The resource providers hired by the operating entity overseeing NAIRR operations can be commercial entities. However, the operating entity itself “should be a distinct, non-government organization,” the report explained.
Most of the operations, though, would be handled by the resource providers:
The Operating Entity should not itself operate the totality of the computer hardware that makes up the NAIRR; instead, computing, data, and training resources would be delivered by resource providers at universities, FFRDCs [federally funded research and development centers]and from the private sector.
The report envisions private entities competing to become resource providers. They could get “funding” in exchange for making their resources available, or they could make a swap to gain access to NAIRR resources.

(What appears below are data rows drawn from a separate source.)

PR #170, opened 2026-08-24
Shape unpaired access UX

### LINKED ISSUE #157: Simplify unpaired access UX for using Sendspin
- Require UI action to allow unpaired access (even just pressing play should be enough)
- Allow source role without pairing, but say that severs need to ask user if the stream should be accepted (implicitly solves the user friction mentioned in #151)

arturpragacz:
Shape unpaired access UX.

Resolves #157.


roles/source/v1.md
```diff
@@ -7,7 +7,7 @@ A device MAY implement both the `source` and `player` roles (e.g., a speaker wit
...
 
-**Pairing required:** A source captures potentially sensitive audio (microphone, line-in), so `source@v1` MUST only run on a paired connection ([trust level](../../README.md#definitions) `user`) and a source client MUST NOT stream when the trust level is `none`. If a server activates `source@v1` at trust level `none`, the client refuses it and closes the connection, following the central rules in [`server/activate`](../../messaging.md#server--client-serveractivate).
+**Unpaired access:** As `source@v1` exposes the server's audio stack to arbitrary input, activating it for an unauthenticated device requires explicit [approval](../../pairing.md#unpaired-access). Clients with a privacy-sensitive input such as a microphone SHOULD ship with unpaired access disabled: the captured audio would otherwise be accessible to anyone on the network.
```
maximmaxim345: Very minor nitpick, feel free to dismiss if you think this doesn't need to be addressed:

Only disadvantage of this change I can see if a player shipped with a privacy-sensitive source role: With the previous version it can still enable unpaired_access while protecting the source role. After this PR, it must/should lock down playback without pairing completely.

But I imagine only very few cases actually fall into the "privacy-sensitive" case so this is just a theoretical nitpick.

maximmaxim345: Small inconsistency I think: this section says explicit approval, while "Pairing > Unpaired Access" allows implied approval from an operator action that clearly means to use the client.

I think we decided on a "two-stage" intent: (implied approval activates the role, but the server holds the command: "start" until the operator explicitly accepts), could we spell that out here? Since a source MUST NOT stream before start, it's worth saying that nothing leaves the client until the operator says yes.

arturpragacz: Yes, that's an inherent limitation of this approach. We could add something like `unpaired_roles`, where the client could say which roles can be used unpaired and which cannot, but maybe that's overkill, at least for Sendspin 1.0?

maximmaxim345 (approved):
Looks good now, thanks!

NAIRR could also take advantage of federal data resources that are already being stored in commercial clouds. The report pointed to “over 36 petabytes of public and controlled access genomic sequencing data hosted by the NIH’s National Library of Medicine” that are stored on two commercial cloud platforms. Also, “42 and 10 petabytes of public weather and environmental data” collected by the National Oceanic and Atmospheric Administration are available on three commercial cloud platforms.
The “National Artificial Intelligence Research Resource Task Force” developed this report after 1.5 years of work. Task Force members consisted of “12 leading experts equally representing academia, government, and private organizations” as appointed by the White House Office of Science and Technology Policy (OSTP) and National Science Foundation (NSF). The research effort was kicked off by the National AI Initiative Act of 2020.
Kurt Mackie is senior news producer for 1105 Media’s Converge360 group.